Se plaignant d’erreurs et d’omissions dans la gestion comptable, la S.A.S. MAISON QUATRESOUS a, par courrier d’avocat en date du 23 juillet 2019, mis en demeure la société GESTIA CONSEIL de prendre la responsabilité de ses manquements contractuels. Elle a ensuite mandaté le cabinet FOLLET-BOUTIN aux fins de reprise de sa comptabilité.
La S.A.S. MAISON QUATRESOUS et Madame [E] [M] ont, par acte de commissaire de justice du 17 novembre 2023, fait assigner la SARL GESTIA CONSEIL devant le tribunal judiciaire de Rouen aux fins d’indemnisation de leurs préjudices.
La clôture de l’instruction est intervenue le 26 août 2025, par ordonnance du 16 juillet 2025.

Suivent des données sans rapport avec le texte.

PR #936, opened 2022-07-11
IGNITE-16676  Parallel start of raft groups

kgusakov:


modules/raft/src/main/java/org/apache/ignite/internal/raft/server/impl/JraftServerImpl.java
```diff
@@ -456,6 +485,25 @@ public void stopBlockMessages(String groupId) {
         client.stopBlock();
     }
 
+    /**
+     * Initialize (if needed) and receive per-group lock,
```
alievmirza, line 489: let's mention here that this is a raft group

modules/table/src/main/java/org/apache/ignite/internal/table/distributed/TableManager.java
```diff
@@ -260,6 +268,14 @@ public TableManager(
...
         rebalanceScheduler = new ScheduledThreadPoolExecutor(REBALANCE_SCHEDULER_POOL_SIZE,
                 new NamedThreadFactory("rebalance-scheduler", LOG));
+
+        ioExecutor = new ThreadPoolExecutor(
+                25,
+                Integer.MAX_VALUE,
+                100,
+                TimeUnit.MILLISECONDS,
+                new LinkedBlockingQueue<>(),
+                new NamedThreadFactory("tableManager-io", LOG));
```
alievmirza, line 278: seems like LOG should also be on a new line

kgusakov: This LOG is a part of one-line NamedThreadFactory constructor, not the previous one multiline ThreadPoolExecutor

modules/raft/src/main/java/org/apache/ignite/internal/raft/server/impl/JraftServerImpl.java
```diff
@@ -466,6 +495,25 @@ public void stopBlockMessages(String groupId) {
...
 
+    /**
+     * Initialize (if needed) and receive per raft group lock,
+     * to prevent concurrent start of the same raft group.
+     *
+     * @param grpId Group id.
+     * @return lock
+     */
+    private Lock groupLock(String grpId) {
+        var newGroupLock = new ReentrantLock();
```
alievmirza, line 506: It seems to me that this is inefficient to create new ReentrantLock every time we call this method. Let's create it only if `startGroupInProgressLocks` doesn't contain lock for grpId

modules/raft/src/main/java/org/apache/ignite/internal/raft/server/impl/JraftServerImpl.java
```diff
@@ -326,89 +331,113 @@ public synchronized boolean startRaftGroup(
...
+        } finally {
+            lock.unlock();
+        }
     }
 
     /** {@inheritDoc} */
     @Override
-    public boolean stopRaftGroup(String groupId) {
-        RaftGroupService svc = groups.remove(groupId);
+    public boolean stopRaftGroup(String grpId) {
```
alievmirza, line 421: If you call this method twice sequentially, `startGroupInProgressLocks` will contain lock for a stopped group. This may cause OOM, if such groups wont be started anymore.

kgusakov: Reworked the whole locking mechanism - now it is simplier and without these issues

modules/raft/src/main/java/org/apache/ignite/internal/raft/server/impl/JraftServerImpl.java
kgusakov: Reworked the whole locking mechanism - now it is simplier and without these issues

PRÉTENTIONS ET MOYENS DES PARTIES
Dans leurs dernières conclusions notifiées le 3 décembre 2024, la société MAISON QUATRESOUS et Madame [E] [M] sollicitent du tribunal de :
condamner la société GESTIA CONSEIL à payer à la société MAISON QUATRESOUS, à titre de dommages et intérêts, les sommes suivantes : 7 752,03 euros en réparation de son préjudice financier,6 925,22 euros au titre de la faute lourde,10 000 euros en réparation de son préjudice moral ;condamner la société GESTIA CONSEIL à payer à Madame [E] [M], à titre de dommages et intérêts, la somme de 10 000 euros en réparation de son préjudice moral,condamner la société GESTIA CONSEIL à la somme de 4 500 euros au titre des dispositions de l’article 700 du code de procédure civile, ainsi qu’aux dépens de l’instance. Au soutien de leurs demandes de dommages et intérêts, la société MAISON QUATRESOUS et Madame [E] [M] font valoir, au visa des articles 1231-1 et 1231-3 du code civil, que la société GESTIA CONSEIL a commis des erreurs grossières dans certaines déclarations TVA sur le chiffre d’affaires réalisé, qu’elle a également égaré certaines fiches de caisses, omis d’effectuer les déclarations inhérentes à la conclusion de contrats d’apprentissage et auprès des organismes de retraite. Elles ajoutent que des anomalies ont été constatées sur l’avis d’imposition 2018, auxquelles la société GESTIA CONSEIL n’a pas voulu remédier, et que de manière générale, la défenderesse n’a jamais satisfait à son obligation de conseil, le tout s’apparentant à des fautes lourdes. A cet égard, les demanderesses indiquent qu’elles ont dû consulter un autre cabinet d’expertise comptable pour mettre en évidence ces erreurs et omissions de la société GESTIA CONSEIL, mais également pour régulariser la situation, ce qui a engendré des frais supplémentaires à leur charge. Elles allèguent, en outre, qu’elles ont dû s’acquitter d’amendes, pénalités et majorations en raison des manquements de la défenderesse.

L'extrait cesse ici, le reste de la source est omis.